Its like my kids. I too often get angry with them for things I think they should know already. Instead of meeting them where they are at, I judge them harshly for not understanding what I understand. We were brought to our current understanding by grace and its with grace we need to hold to that understanding.
The world is watching us. Does the world see a compelling, attractive witness in our communities, in our fellowship? Do we act like our head Jesus, who endured all things, believed all things, hoped all things? Or does the world see a community obsessed with its own interpretations. Does it see an uncharitable group of people fighting for the head of the theological table? Does the world see us loving our doctrines so much we can barely say a civil word to or about other Christians?

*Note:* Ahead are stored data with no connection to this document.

PR #1868, opened 2026-06-22
fix(#1865): never drop traffic to the block-page listener (+ verify reachability)

### LINKED ISSUE #1865: bug(router): block page is dropped for whole-MAC-blocked devices — drop rules don't carve out the block-page listener
## Principle (operator directive)
**The block page must NEVER be blocked, for any reason.** A blocked device must always be able to reach the local block-page listener so the user sees *why* they're blocked, instead of a broken/timed-out connection.

## Bug (confirmed in code + live logs)
A whole-MAC-blocked device's HTTP/HTTPS gets DNAT'd toward the block-page listener (`render.lua`: `tcp dport 80 dnat ip6 to ::1:8081` / `tcp dport 443 dnat ip6 to ::1:8443`, and v4 `127.0.0.1:8081/8443`), but the **per-MAC blocked drop then kills the redirected packet**. In `openwrt/files/usr/lib/lua/wifihaven/render.lua` (~line 1161), the per-MAC drop is:

```
ether saddr <mac> [ip daddr != @ea_<m>_<a> ...] [ip daddr != @global_allow] counter drop
```

It carves out extraAllowed (`ea_`) and global-allow (`@global_allow`) — but has **NO carve-out for the block-page destination** (`::1`/`127.0.0.1`, ports 8081/8443). So the DNAT'd-to-block-page packet is dropped by the MAC's own block rule.

Live evidence (router.lan): `wh_drop:26:74:fc:f9:4e:9e:Schedule ... DST=::1:8443 ... DPT=443` — a schedule-blocked device's traffic, DNAT'd to the block page, then dropped.

## Fix
1. **Carve out the block-page listener from ALL drop rules** — add an `ip daddr != 127.0.0.1` / `ip6 daddr != ::1` (or the specific :8081/:8443 listeners) exception to the per-MAC blocked drop (and any eb_/bl_/category drop that could catch DNAT'd block-page traffic), analogous to the existing `ea_`/`global_allow` suffixes. The block page wins over every drop.
2. **Verify the v6 DNAT actually delivers.** The live drop showed `DST=::1:8443` with `OUT=eth1` — i.e. the packet was heading to the WAN, not delivered to the loopback listener. DNAT'ing forwarded traffic to `::1` (loopback) may not deliver to local INPUT at all. Confirm the block page is genuinely REACHABLE for a whole-MAC-blocked device end-to-end (Gate 3a-style), not just that the drop is carved out — if DNAT-to-loopback doesn't work for forwarded v6, the listener may need to bind a real LAN/router address instead of `::1`.
3. Add busted coverage asserting the block-page carve-out is present on the drop rules, and (where the harness allows) that a blocked MAC can reach the block page.

## Validation / host
Router-agent change; the block-page reachability is covered by Gate 3a (router staging smoke) on the KVM runner — a macOS chip writes the render.lua change + busted and relies on CI; can't run KVM locally.

Relates to the `::1:8443` drops seen during the #1826 / #1864 investigations.

sameerparekh:
## Problem
**The block page must NEVER be blocked, for any reason.** A whole-MAC-blocked device (paused / schedule / time-limit / manual) could not reach the local block-page listener — it saw a hung connection instead of *why* it was blocked. Two confirmed root causes (see #1865 for the live diagnosis):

Art Lindsley. Love, the Ultimate Apologetic: The Heart of Christian Witness “Richard Baxter’s dictum was “in things essential, unity; in nonessentials, liberty; and in all things, charity. No matter what, all things are to be done in charity. When believers act uncharitably towards other believers over nonessentials-or even over essentials-unbelievers are offended by the ugliness they see. While each person is responsible for making a choice about how to respond to Jesus, believers can be partly responsible for the unbelief of the world because of how they treat each other. The way believers relate to unbelievers is important, but the way believers relate to other believers is crucial.”
2nd Timothy 2:24-25 “And the Lord’s servant must not be quarrelsome but kind to everyone…patiently enduring evil, correcting his opponents with gentleness.”
Do you patiently endure evil? Do you correct your opponents with gentleness? Are you quarrelsome when it comes to discussions of faith, politics, abortion, homosexuality and doctrine or are you joyful, compassionate, kind and meek? Jesus’ presentation of the truth was so compelling because He loved people so much.
“Forgive them for they know not what they do,” he prayed on the cross. That is not our attitude when we see sin or what we perceive to be error. We hold our opinions too high. We hold our social norms over people’s head and judge them for not meeting our standard. Lay aside your pride. Ask God to humble your heart and quiet your mind. Don’t look for fault or the opportunity to pontificate or tell people how wrong they are. Going back to last week. Studying God’s word is a way to challenge our paradigms. To hold our lives up to His and measure whether we are loving our doctrines more than grace, more than God and people. We must quell our self-righteousness and look for an opportunity to love people. Overcome your social norms to love people.